Stop 2 Old Man’s Cave:    Our co-presenters for Stop 2 were Ashlynn Rose Boedecker and Randall (Randy) Dean Mickle who gave a an orientation of the Old Man’s Cave gorge in advance of our walking tour of this extremely popular trail.  This area is noted by the carving done by Old Man’s Creek cutting approximately 150 feet from its Upper Falls to Lower Falls.  Hemlock trees are abundant in this cool gorge.

Lunch at the Dinning Lodge and ensuing discussions were enjoyed by both the students and professionals.  This lunch break gave us the opportunity to sit down and share more on the type of work we do in the geologic profession and to listen to current interests of our next generation of professional geologists.
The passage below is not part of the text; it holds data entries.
PR #55, opened 2024-04-17
document core chat api

michaelglass:
flesh out tsdoc for chat-core library

I'm unhappy with the formatting & ordering of the auto-generated docs.

Some options:
- stop using markdown rendering, and render typedoc natively to html on a different domain, e.g. `api.developers.nlx.ai`
- use typedoc to render to json, and write our own typedoc renderer to handle formatting & ordering ourself
- manually massage the markdown output until it looks more acceptable.

### DIFF
--- a/packages/chat-core/src/index.ts
+++ b/packages/chat-core/src/index.ts
@@ -301,7 +301,7 @@ export interface Config {
    */
   conversationId?: string;
   /**
-   * TODO I don't know what this is
+   * Setting the `userID` allows it to be searchable in bot history, as well as usable via `{System.userId}` in the intent.
    */
   userId?: string;
   /**
@@ -954,7 +954,6 @@ export function promisify<T>(
   return async (payload: T) => {
     return await new Promise((resolve, reject) => {
       const timeoutId = setTimeout(() => {
-        // TODO should this unsubscribe?
         reject(new Error("The request timed out."));
       }, timeout);
       const subscription = (
--- a/packages/chat-core/src/index.ts
+++ b/packages/chat-core/src/index.ts
@@ -4,510 +4,15 @@ import { equals, adjust, omit } from "ramda";
 import { v4 as uuid } from "uuid";
 import packageJson from "../package.json";
 
-// Bot response
-
 /**
- * Context to send back to the bot, for usage later in the intent.
+ * Call this to create a conversation handler.
+ *
+ * @param config -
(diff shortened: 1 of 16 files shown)


packages/chat-core/src/index.ts
```diff
@@ -4,113 +4,343 @@ import { equals, adjust, omit } from "ramda";
...
+  /**
+   * Fetch this from the bot's Deployment page.
+   */
   botUrl: string;
+  /**
+   * The conversation ID. If not set, a new conversation will be started.
+   */
   conversationId?: string;
+  /**
+   * TODO I don't know what this is
```
michaelglass, line 304: AFAICT this is to help user's find their own user ids? E.g. this is not a NLX User id but rather a an arbitrary, optional user id in a customer's system.

packages/chat-core/src/index.ts
```diff
@@ -586,6 +954,7 @@ export function promisify<T>(
   return async (payload: T) => {
     return await new Promise((resolve, reject) => {
       const timeoutId = setTimeout(() => {
+        // TODO should this unsubscribe?
```
michaelglass, line 957: should this timeout also call `convo.unsubscribe(subscription);` ?

peterszerzo: Yes it should!

packages/chat-core/src/index.ts
peterszerzo: Basically, if you give us a user ID, the conversation logs will be searchable by it if the privacy agreement allows. It will also be usable inside the canvas (`{System.userId}` inside messages, payloads etc.).

peterszerzo (approved):

peterszerzo (approved):

peterszerzo (approved):

packages/chat-core/src/index.ts
```diff
@@ -119,8 +350,6 @@ const welcomeIntent = "NLX.Welcome";
 
 const defaultFailureMessage = "We encountered an issue. Please try again soon.";
 
-export type State = Response[];
```
michaelglass, line 122: API change

packages/chat-core/src/index.ts
```diff
@@ -196,20 +525,35 @@ const safeJsonParse = (val: string): any => {
   }
 };
 
-type Subscriber = (response: Response[], newResponse?: Response) => void;
```
michaelglass, line 199: this becomes exported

Stop 3 Conkle’s Hollow:  Elizabeth Freeman volunteered to present Stop 3 in place of her fellow student, Leslie Williams, who was unable to attend.  This deep gorge has dense vegetation including ferns and moss because of the limited sunlight reaching the bottom of the gorge.  Conkle’s Hollow was named for W.J. Conkle whose initials and the date of 1797 were carved into the sandstone formation.

        

Stop 4 Rock House:  Paul Downing presented Stop 4 which is a true cave.  Rock House formed by water entering a principal joint resulting in a cave which is more than 200 feet long and 20 feet wide.  Windows in this cave were created by perpendicular joint sets.

        
 

ParticipantsAIPG Ohio Section Members - Tim Brown (Newsletter Editor), Curtis (Curt) Coe (President-Elect and Awards Chair), Tom Jenkins (President), Leonard Powell (Member-at-Large), Robin Roth (Student Chapters Chair), and Mort Schmidt (former Newsletter Editor); Prospective Members – Cassie Pollock with Cox-Colvin & Associates, Inc. and her husband, Matt Pollock an Ohio State University Graduate Student; WSU Students – Ashlynn Boedecker, Paul Downing, Elizabeth Freeman, Greg Geise, Amanda Meyer, Ken Saville (Van Driver), and Jennifer Schmidt; and WSU Department of Earth and Environmental SciencesProfessors – Dr. Songlin Cheng and Dr. Stacey Hundley.

Special thanksgo to WSU Students Greg Giese, John Michael Christenson and Randy Mickle for their tireless efforts in planning this event starting back in March 2013 and to WSU Department of Earth and Environmental Sciences Professor Dr. David F. Dominic, Interim Chairman, for editing the field trip announcement and field guidebook.  Wendy Davidson, AIPG National, provided support with general field trip logistics and insurance options. The WSU AIPG Student Chapter, through its national AIPG Foundation award, covered the costs of student lunches and shared in the cost of this tour with the AIPG Ohio Section, also through a portion of a 2011 national AIPG Foundation Donation, its participant members and friends to make this event possible.